Look for "duplicate" in the records and copy every line that has it.

───

PR #209, opened 2021-04-28
Deal with nil when merging

ekohl:
This does at least make rake generate:fixtures work, but then the result is still not really what you'd expect.

PR #213, opened 2021-05-13
Avoid activesupport deep_merge conflict

GabrielNagy:
github-changelog-generator depends on activesupport which defines `Hash#deep_merge` methods that behave differently and conflict with the ones from the `deep_merge` gem. Use the recommended way of avoiding this conflict, as per the `deep_merge` documentation.[1]

Also, revert the changes from #209 which cause unexpected behavior with generated fixtures.

[1] https://github.com/danielsdeleo/deep_merge#using-deep_merge-in-rails

### DIFF
--- a/lib/beaker-hostgenerator/generator.rb
+++ b/lib/beaker-hostgenerator/generator.rb
@@ -22,7 +22,7 @@ module BeakerHostGenerator
     def generate(layout, options)
       layout = prepare(layout)
       tokens = tokenize_layout(layout)
-      config = {}.deep_merge(BASE_CONFIG)
+      config = {}.deeper_merge(BASE_CONFIG)
       nodeid = Hash.new(1)
       ostype = nil
       bhg_version = options[:osinfo_version] || 0
@@ -51,7 +51,7 @@ module BeakerHostGenerator
         # Delegate to the hypervisor
         hypervisor = BeakerHostGenerator::Hypervisor.create(node_info, options)
         host_config = hypervisor.generate_node(node_info, host_config, bhg_version)
-        config['CONFIG'].deep_merge!(hypervisor.global_config())
+        config['CONFIG'].deeper_merge!(hypervisor.global_config())
 
         # Merge in any arbitrary key-value host settings. Treat the 'hostname'
         # setting specially, and don't merge it in as an arbitrary setting.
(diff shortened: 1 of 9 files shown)


lib/beaker-hostgenerator/generator.rb
```diff
@@ -22,7 +22,7 @@ class Generator
     def generate(layout, options)
       layout = prepare(layout)
       tokens = tokenize_layout(layout)
-      config = {}.deep_merge(BASE_CONFIG)
+      config = {}.deeper_merge(BASE_CONFIG)
```
ekohl, line 25: Should this be just
```suggestion
      config = BASE_CONFIG.dup
```

Or does `deeper_merge` also duplicate `CONFIG` within `BASE_CONFIG`?

Taking a deeper look: what is `consoleport`? In none of the beaker projects I can find any documentation. Is it something that only one provider (abs?) needs? Safe for nfs_server.

ekohl (approved):

lib/beaker-hostgenerator/generator.rb
GabrielNagy: Honestly I have no idea... `consoleport` sounds like it could be a PE-specific thing, but I 
don't know about `nfs_server`. I don't see them used anywhere in our projects... maybe it would make sense to remove both in a major release.

> Or does `deeper_merge` also duplicate `CONFIG` within `BASE_CONFIG`?

That seems to be the case, object IDs are different with `deeper_merge`:
```
[20] pry(#<BeakerHostGenerator::Generator>)> BASE_CONFIG.dup["CONFIG"].object_id == BASE_CONFIG["CONFIG"].object_id
=> true
[21] pry(#<BeakerHostGenerator::Generator>)> {}.deeper_merge(BASE_CONFIG)["CONFIG"].object_id == BASE_CONFIG["CONFIG"].object_id
=> false
```

ekohl: Looks like consoleport was introduced [here](https://github.com/voxpupuli/beaker/commit/7492b5b6415fff2e4d525a3ccb5b76537d45179d) and nfs_server [here](https://github.com/voxpupuli/beaker/commit/f6523410f3bb57e4421c9856f96d6798dbc96adf). Both are PE-specific. I think we should do a major version where we drop them. It's adding a lot of noise for something that's barely if at all used.

PR #218, opened 2021-07-28
Generate Ubuntu ABS, vmpooler, and Docker templates on the fly

ekohl:
This is similar to 744532d309d370fdea636f2b14b8e7ed2ccaf882 but less complete.

Currently some tests are still failing.


GabrielNagy:
The remaining tests fail because Ubuntu platforms with exotic architectures (other than 32/64 bit) did not have a `template` key for vmpooler before. I think it's fine to update the fixtures to include the template key.

ekohl:
If you have the time, please do. It'd be great if you could even generate some more in a loop, but I'm not sure how well that would work given there are some docker commands needed.

GabrielNagy:
I think this should be good to go, I did the cleanup/generation/fixture adding in separate commits and I checked that specs passed after each run. Apart from changes in the docker package install order things seem to be the same.

GabrielNagy:
This PR would also render https://github.com/voxpupuli/beaker-hostgenerator/pull/217 useless 😄

lib/beaker-hostgenerator/hypervisor/docker.rb
```diff
@@ -17,6 +17,33 @@ def generate_node(node_info, base_config, bhg_version)
...
+          extra_packages_to_install = case node_info['ostype']
+                                      when /1404/
+                                        []
+                                      when /1604/
+                                        ['locales']
+                                      else
+                                        ['locales', 'iproute2', 'gnupg']
+                                      end
+
+          docker_commands << "apt-get install -y net-tools wget apt-transport-https #{extra_packages_to_install.join(' ')}"
```
ekohl, line 40: apt-transport-https a transitional package starting at least 16.04: https://packages.ubuntu.com/bionic/apt-transport-https. It was still a real package in Debian 9 but in Debian 10 it's also a transitional package.

lib/beaker-hostgenerator/hypervisor/docker.rb
```diff
@@ -17,6 +17,33 @@ def generate_node(node_info, base_config, bhg_version)
           base_config['image'] = "amd64/#{base_config['image']}"
         end
 
+        docker_commands = []
+
+        case node_info['ostype']
+        when /^ubuntu/
+          docker_commands << 'cp /bin/true /sbin/agetty'
+
+          if node_info['ostype'] =~ /14.04/
```
ekohl, line 26: Here you use `14.04` but I think this should be 1404.

ekohl (commented):
Thanks!

lib/beaker-hostgenerator/hypervisor/docker.rb
GabrielNagy: yeah it seems to be a noop on 16.04 and newer, good catch!

ekohl (commented):
I can't approve my own PR, but :+1:

GabrielNagy (approved):

PR #226, opened 2021-09-20
(IMAGES-1302) Add Alma and Rocky 8 support

GabrielNagy:
Add Alma and Rocky support, and update the vmpooler generator to be able to handle these OSes.

Update all modified fixtures.


lib/beaker-hostgenerator/hypervisor/vmpooler.rb
```diff
@@ -18,10 +18,10 @@ def generate_node(node_info, base_config, bhg_version)
         base_config = base_generate_node(node_info, base_config, bhg_version, :vmpooler)
 
         case node_info['ostype']
-        when /^centos/
-          base_config['template'] = base_config['platform'].gsub(/^el/, 'centos')
+        when /^(almalinux|centos|redhat|rocky)/
+          base_config['template'] ||= base_config['platform'].gsub(/^el/, $1)
```
GabrielNagy, line 22: I've updated this logic to only modify the `template` key in case it's not defined in the base config. This seems like a sensible approach to me, allowing overrides on a case-by-case basis.

bastelfreak (approved):

PR #236, opened 2021-12-05
Drop legacy genconfig2 cli tool

bastelfreak:
The tool is deprecated, it also had a deprecation notice for a long
time.


bastelfreak:
I created this PR for visibility. I would like to merge when a major release is required and *not now*

PR #239, opened 2022-01-27
Drop redundant attributes from generated data

ekohl:
This drop packaging_platform where it matches platform. Beaker already returns the platform when packaging_platform isn't set. This means specifying if it matches is redundant.

It also omits the empty entries for pe_*.

### DIFF
--- a/Gemfile
+++ b/Gemfile
@@ -2,7 +2,7 @@ source ENV['GEM_SOURCE'] || 'https://rubygems.org'
 
 gemspec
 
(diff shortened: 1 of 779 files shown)


bastelfreak (approved):
Looks fine to me. Maybe @GabrielNagy wants to take a look at well

GabrielNagy (approved):
LGTM!

We changed the logic in our internal CI to fall back to `platform` if `packaging_platform` doesn't exist, so this should (hopefully) not have any negative effects.

PR #242, opened 2022-02-01
Install hostname on CentOS 8 Stream in docker

ekohl:
This is not available in the minimal CentOS 8 Stream containers and specinfra relies on this for the hostname -f command to determine the FQDN.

───

* [TASK RESULT]
Or does `deeper_merge` also duplicate `CONFIG` within `BASE_CONFIG`?
> Or does `deeper_merge` also duplicate `CONFIG` within `BASE_CONFIG`?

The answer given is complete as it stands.